PR #248, opened 2021-01-12
Use dataloader to resolve emails

pjlampil:
An example of using dataloader to resolve emails in a more efficient way. 
Source: https://apirobot.me/posts/django-graphql-solving-n-1-problem-using-dataloaders


voneiden:
Duly noted, but closing as stale.

PR #252, opened 2021-01-25
Verified personal information to my profile

akikoskinen:
Add possibility to query verified personal information via the `myProfile` GraphQL operation.


akikoskinen:
@pjlampil You might want to check this out too. Changes `myProfile` query return type (name). Do you see any potential backwards compatibility problems with that?

tkutinla:
Check and modify / improve audit logging related to create / read / update operations of verified personal information.
This applies also to already approved and merged PR "#227 Add verified personal information create/update GraphQL query."

profiles/tests/test_profiles_graphql_api.py
```diff
@@ -3049,6 +3053,162 @@ def test_database_stays_unmodified_when_mutation_is_not_completed(
...
+        received_info = executed["data"]["myProfile"]["verifiedPersonalInformation"]
+        for at in self.ADDRESS_TYPES:
+            received_address = received_info[to_graphql_name(at)]
+            if at == address_type:
+                assert received_address is None
+            else:
+                assert isinstance(received_address, dict)
+
+    @pytest.mark.parametrize("loa", ["substantial", "high"])
+    def test_high_enough_level_of_assurance_is_required(self, loa, rf, user_gql_client):
```
tituomin, line 3187: Naming change: this doesn't test that `is_required` but that `is_allowed_access`
(This test together with the next one together verify `is_required`)

tituomin (changes requested):
Add audit logging.

open_city_profile/tests/conftest.py
```diff
@@ -102,3 +104,13 @@ def gql_schema(rf, anon_user_gql_client):
 def mock_responses():
     with responses.RequestsMock(assert_all_requests_are_fired=False) as mock_resps:
         yield mock_resps
+
+
+def unix_timestamp_now():
+    epoch = datetime(1970, 1, 1, tzinfo=timezone.utc)
+    return int((datetime.now(tz=timezone.utc) - epoch).total_seconds())
```
mikkokeskinen, line 111: Is there a reason datetime.utcnow().timestamp() is not sufficient?

open_city_profile/tests/conftest.py
```diff
@@ -102,3 +104,13 @@ def gql_schema(rf, anon_user_gql_client):
...
+
+
+@pytest.fixture(name="unix_timestamp_now")
+def unix_timestamp_now_fixture():
```
mikkokeskinen, line 115: After not needing unix_timestamp_now function separately I would rename this. For not needing to set the name manually.

profiles/models.py
```diff
@@ -239,16 +239,30 @@ class VerifiedPersonalInformation(ValidateOnSaveModel, NullsToEmptyStringsModel)
...
+        max_length=1024, blank=True, help_text="Last name."
+    )
+    given_name = fields.EncryptedCharField(
+        max_length=1024, blank=True, help_text="The name the person is called with."
+    )
     national_identification_number = fields.EncryptedCharField(
-        max_length=1024, blank=True
+        max_length=1024,
+        blank=True,
+        help_text="Can be social security number or other person identifier.",
```
mikkokeskinen, line 254: I think this should just read National identification number. As "social security number" hasn't been used in decades.

profiles/models.py
```diff
@@ -297,9 +311,19 @@ class VerifiedPersonalInformationPermanentForeignAddress(
 ):
     RELATED_NAME = "permanent_foreign_address"
 
-    street_address = fields.EncryptedCharField(max_length=1024, blank=True)
-    additional_address = fields.EncryptedCharField(max_length=1024, blank=True)
-    country_code = fields.EncryptedCharField(max_length=3, blank=True)
+    street_address = fields.EncryptedCharField(
+        max_length=1024,
+        blank=True,
+        help_text="Street address or whatever is the _first part_ of the address.",
```
mikkokeskinen, line 317: I think admin doesn't support "\_xxx\_" style emphasis. Consider removing the underscores or replacing with `<em>xxx</em>`

profiles/models.py
```diff
@@ -297,9 +311,19 @@ class VerifiedPersonalInformationPermanentForeignAddress(
...
+    )
+    additional_address = fields.EncryptedCharField(
+        max_length=1024,
+        blank=True,
+        help_text="Additional address information, perhaps town, county, state, country etc.",
+    )
+    country_code = fields.EncryptedCharField(
+        max_length=3, blank=True, help_text="An ISO 3166-1 country code."
```
mikkokeskinen, line 325: Could specify if this is supposed to be two or three character country code.

mikkokeskinen (changes requested):
Didn't try the technical functionality and commented only on superficial concerns.

open_city_profile/tests/conftest.py
akikoskinen: `datetime.utcnow()` returns a naive `datetime`. Calling `timestamp()` for naive `datetime`s treats the `datetime` to be local time. That would result in incorrect values (unless local time happens to be UTC).

But `datetime.now(tz=timezone.utc).timestamp()` should actually work.

profiles/models.py
akikoskinen: That could be true. I have only checked how these texts look in the automatically generated GraphQL documentation and that seems to support markdown.

open_city_profile/tests/conftest.py
mikkokeskinen: Ah. `time.time()` seems to be the better choice.

profiles/models.py
akikoskinen: Yes. Originally I made these fields very lax. That's where the documentation comes from. There's also a plan (HP-436) to make these fields more specified and stricter. The documentation needs to be revisited at that point for every field.

profiles/models.py
akikoskinen: Same thing as with the country code. Originally these fields were very "under specified". But they will be much stricter in near future. Perhaps revisit documentation then?

profiles/tests/test_profiles_graphql_api.py
akikoskinen: Fixed in 7502c5b260.

open_city_profile/tests/conftest.py
akikoskinen: Changed in a8d5cd162c.

profiles/models.py
mikkokeskinen: I would still add the text as truthful as possible right away.

open_city_profile/tests/conftest.py
akikoskinen: `time.time()` doesn't necessarily use the unix epoch so it may not return the unix timestamp.

profiles/models.py
akikoskinen: Can do.

profiles/models.py
akikoskinen: With this country code field the situation is a bit more involved. The plan is that it accepts (via the GraphQL API at least) all versions of country codes, alpha-2, alpha-3 and numeric-3. But then a translation is made to the alpha-2 format and that's also the output format. But we are not there yet.

profiles/models.py
akikoskinen: Changed in 0d6bf75947.

akikoskinen:
> Add audit logging.

@tituomin There's HP-509 for that. Before that we also need to complete HP-178. So, leave out of this PR?

tituomin:
> > Add audit logging.
> 
> @tituomin There's HP-509 for that. Before that we also need to complete HP-178. So, leave out of this PR?

Ok.

open_city_profile/tests/conftest.py
```diff
@@ -107,8 +107,7 @@ def mock_responses():
 
 
 def unix_timestamp_now():
-    epoch = datetime(1970, 1, 1, tzinfo=timezone.utc)
-    return int((datetime.now(tz=timezone.utc) - epoch).total_seconds())
+    return int(datetime.now(tz=timezone.utc).timestamp())
```
mikkokeskinen, line 110: Much better than calculating this by ourselves.

Wouldn't this be much clearer if this was just
```python
@pytest.fixture
def unix_timestamp_now():
    return int(datetime.now(tz=timezone.utc).timestamp())
```

Would be more in line with the other fixtures too. As usually the function is the same name as the fixture.

If there is a compelling reason why the timestamp generation should be separate, it could be better to rename the functions. Something like

```python
def get_unix_timestamp_now():
    return int(datetime.now(tz=timezone.utc).timestamp())

@pytest.fixture
def unix_timestamp_now():
    return get_unix_timestamp_now()
```

mikkokeskinen (changes requested):
Good updates! Though I still think the fixture could be better.

open_city_profile/tests/conftest.py
akikoskinen: The unix timestamp provider is also used as a function (in places where fixtures can't be used) so there's a need for both the function and the fixture. Changed as you proposed in 96359d9. I agree it's cleaner this way.

mikkokeskinen (approved):

profiles/tests/test_profiles_graphql_api.py
akikoskinen: @tituomin Are you satisfied with the implemented changes?

tituomin: Well, now that you ask... To me, `is_needed` and `is_required` are synonyms. I would say `high_enough_level_of_access_gains_access`.

(Sorry to waste time on this... It's just that 'is_needed' to me still implies the implication (not high_enough) -> (no_access) , whereas my formulation does not.)

akikoskinen: No problem. Naming is important. Change in 70e26a4a5b.

tituomin (approved):

PR #254, opened 2021-01-27
HP-398 Enable filtering profiles with ids

akikoskinen:
The `profiles` GraphQL query got a new filtering option: `id`. A list of UUIDs can be provided to select only the wanted profiles.

Since a "list of UUIDs" is a type not directly supported by Graphene and/or django_filters, needed to implement some small classes to get the type of the new filtering argument correct.

### DIFF
--- a/open_city_profile/graphene.py
+++ b/open_city_profile/graphene.py
@@ -1,3 +1,11 @@
+import uuid
+
+import graphene
+from django.forms import MultipleChoiceField
+from django_filters import MultipleChoiceFilter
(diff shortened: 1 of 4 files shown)


akikoskinen:
@a-rmz @haavikko @pjlampil I added you as reviewers, for (at least) two things:

1. @a-rmz @haavikko Would this help with your profile search use case?
2. @pjlampil For generally looking at the implementation/API design, does it look sane.

tituomin (approved):

PR #256, opened 2021-01-28
HP-496 Show verified personal information in admin

mikkokeskinen:
Adds VerifiedPersonalInformation model as a Stacked Inline admin in Profile admin. No user has permission to add, change, or delete the values.

Should we consider audit logging here?

### DIFF
--- a/profiles/admin.py
+++ b/profiles/admin.py
@@ -21,6 +21,7 @@ from profiles.models import (
     Profile,
     SensitiveData,
     TemporaryReadAccessToken,
+    VerifiedPersonalInformation,
 )
 from services.admin import ServiceConnectionInline
 from subscriptions.admin import SubscriptionInline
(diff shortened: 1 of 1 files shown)


akikoskinen (commented):
Looks good so far. The verified personal information also contains three addresses (`permanent_address`, `temporary_address`, `permanent_foreign_address`). Those should be visible too.

tkutinla:
As Aki already mentioned, "Verified personal information" as a concept includes also three addresses.

When it comes to audit logging,  discuss with Aki. We discussed about audit logging related to GraphQL queries and mutations of verified information, he knows what is missing from that. The same audit logging implementation (should) apply to both queries / mutations done through GraphQL and through Django-Admin.

mikkokeskinen:
Ah. Didn't notice the addresses.

akikoskinen (approved):
Nice. Squash the last two commits together and it's ready to go.

PR #257, opened 2021-01-28
Can add a service connection when creating or updating profile with verified personal information

akikoskinen:
Added a new `serviceClientId` argument to the `createOrUpdateProfileWithVerifiedPersonalInformation` GraphQL mutation to create (or enable and existing) connection between the profile and service. Unlike the already existing profile creation/updating mutations with the same kind of feature, this doesn't use the `ServiceType` enum because we want to migrate away from that.


services/models.py
```diff
@@ -69,6 +69,13 @@ def __str__(self):
         return self.safe_translation_getter("title", super().__str__())
 
 
+class ServiceClientId(models.Model):
+    service = models.ForeignKey(
+        Service, on_delete=models.CASCADE, related_name="client_ids"
+    )
+    client_id = models.CharField(max_length=256, null=False, blank=False, unique=True)
```
mikkokeskinen, line 76: Wasn't the max length supposed to be 255?

profiles/schema.py
```diff
@@ -804,6 +807,13 @@ def mutate(parent, info, input):
                 if address.is_empty():
                     address.delete()
 
+        service_client_id = input.pop("service_client_id", None)
+        if service_client_id:
+            service = Service.objects.get(client_ids__client_id=service_client_id)
```
mikkokeskinen, line 812: I'm still not familiar with graphene, but does if validate the service_client_id? So that this can never raise DoesNotExist?

services/models.py
akikoskinen: I already had this code before the 255 values came up and it was so close so I didn't change it. I don't think it needs to be that strict here. The main point is that every possible client id fits into this field.

profiles/schema.py
akikoskinen: Not sure which part of the code exactly you meant, but I'll try to clarify.

Graphene ensures that the argument type is according to the GraphQL schema. In the schema the type of the `service_client_id` argument is string. So, if `service_client_id` exists in `input`, it's a string (could be an empty string or `None` too, but those are falsy, so the execution doesn't get inside the `if` block).

If you meant the `service = Service.objects.get(client_ids__client_id=service_client_id)` part, yes, that can raise a `DoesNotExist` exception -- and that's actually expected. There's also a test for that, called `test_giving_non_existing_service_client_id_results_in_object_does_not_exist_error`. So that exception is turned into a `OBJECT_DOES_NOT_EXIST_ERROR` error code in the response.

mikkokeskinen: Ok. That kind of implicit error handling is a bit strange and non-intuitive. Also there are many changes before that point that I guess don't committed to the database because of the transaction?

services/models.py
mikkokeskinen: 255 would be consistent with fields in many other models in the project, so someone could think that 256 is somehow special. But doesn't really matter.

profiles/schema.py
akikoskinen: > Ok. That kind of implicit error handling is a bit strange and non-intuitive.

At first, yes. This same pattern has been used throughout the code base.

> Also there are many changes before that point that I guess don't committed to the database because of the transaction?

Correct. Also a recurring pattern in the code base.

services/models.py
akikoskinen: That seems to be the case. It's a bit weird. Usually these kind of limits are powers of two (I don't know why, perhaps programmers just think in binary). That's also visible in this code base. You can find 32, 64, 128, 1024... and then... **255** 🤯 I don't have an explanation to this discrepancy.

alvaroarenas (approved):

mikkokeskinen (approved):

PR #258, opened 2021-02-01
Add the ability to write audit log to a separate, rotated, file.

vikoivun:
Audit logs are written to a separate file, rotated by Django. The idea is then, that Filebeat will pick logs from this file.
Using a file gives a bit of safety, should something go wrong with Filebeat. If the logs were, for example, transferred using a TCP socket, any logs generated during Filebeat outage would be lost.

### DIFF
--- a/open_city_profile/settings.py
+++ b/open_city_profile/settings.py
@@ -50,6 +50,7 @@ env = environ.Env(
     VERSION=(str, None),
     AUDIT_LOGGING_ENABLED=(bool, False),
     AUDIT_LOG_USERNAME=(bool, False),
+    AUDIT_LOG_FILENAME=(str, ""),
     ENABLE_GRAPHIQL=(bool, False),
     FORCE_SCRIPT_NAME=(str, ""),
     CSRF_COOKIE_NAME=(str, ""),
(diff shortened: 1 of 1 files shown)


open_city_profile/settings.py
```diff
@@ -322,12 +323,30 @@
...
+    "class": "logging.StreamHandler",
+    "stream": stdout,
+}
+_audit_rotating_file_handler = {
+    "level": "INFO",
+    "class": "logging.handlers.RotatingFileHandler",
+    "filename": AUDIT_LOG_FILENAME,
+    "maxBytes": 100000000,  # 100 MiB
+    "backupCount": 1,  # Keep one previous version
+}
```
akikoskinen, line 339: Are these values needed here? Why not just construct the one that is needed within the following if/else construct?

akikoskinen (changes requested):
Can you implement this on top of the _current_ `develop` branch?

open_city_profile/settings.py
vikoivun: Indeed they are not needed. I suppose I was trying to use variable names to document their purposes. And ended up just duplicating the handler name. Bwah. I'll refactor this.

vikoivun:
> Can you implement this on top of the _current_ `develop` branch?

Well. That was embarrasing. Rebased.

open_city_profile/settings.py
```diff
@@ -336,12 +337,29 @@ def _list_to_string(value):
 
 AUDIT_LOGGING_ENABLED = env.bool("AUDIT_LOGGING_ENABLED")
 AUDIT_LOG_USERNAME = env.bool("AUDIT_LOG_USERNAME")
+AUDIT_LOG_FILENAME = env("AUDIT_LOG_FILENAME")
+
+if AUDIT_LOG_FILENAME:
+    # Rotating log file containing only audit logs and
+    # intended for easy consumption by filebeat
```
akikoskinen, line 344: These comments are pretty useless.

open_city_profile/settings.py
```diff
@@ -336,12 +337,29 @@ def _list_to_string(value):
...
+    _audit_log_handler = {
+        "level": "INFO",
+        "class": "logging.handlers.RotatingFileHandler",
+        "filename": AUDIT_LOG_FILENAME,
+        "maxBytes": 100000000,  # 100 MiB
+        "backupCount": 1,  # Keep one previous version
```
akikoskinen, line 350: These comments are pretty useless. You could write the `maxBytes` value as `100_000_000` to improve readability.

akikoskinen (changes requested):

akikoskinen (approved):

PR #259, opened 2021-02-01
Hotfix: Release DataLoaders for improved performance

charn:
Release #250 since it is urgently required in production.


charn:
This was released using a slightly different branching model https://github.com/City-of-Helsinki/open-city-profile/releases/tag/release-1.2.3-hotfix

PR #260, opened 2021-02-03
Add missing migration file

akikoskinen:
Some help texts were added to model fields in d9da86bae1. Although that doesn't change the database schema, Django still considers it as a change needing a migration. Here it is.


mikkokeskinen (approved):
👍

### DIRECTIONS FOR THIS TASK
The word to find is "updating". Copy every line of the records that holds it.

### OUTPUT
Can add a service connection when creating or updating profile with verified personal information
Added a new `serviceClientId` argument to the `createOrUpdateProfileWithVerifiedPersonalInformation` GraphQL mutation to create (or enable and existing) connection between the profile and service. Unlike the already existing profile creation/updating mutations with the same kind of feature, this doesn't use the `ServiceType` enum because we want to migrate away from that.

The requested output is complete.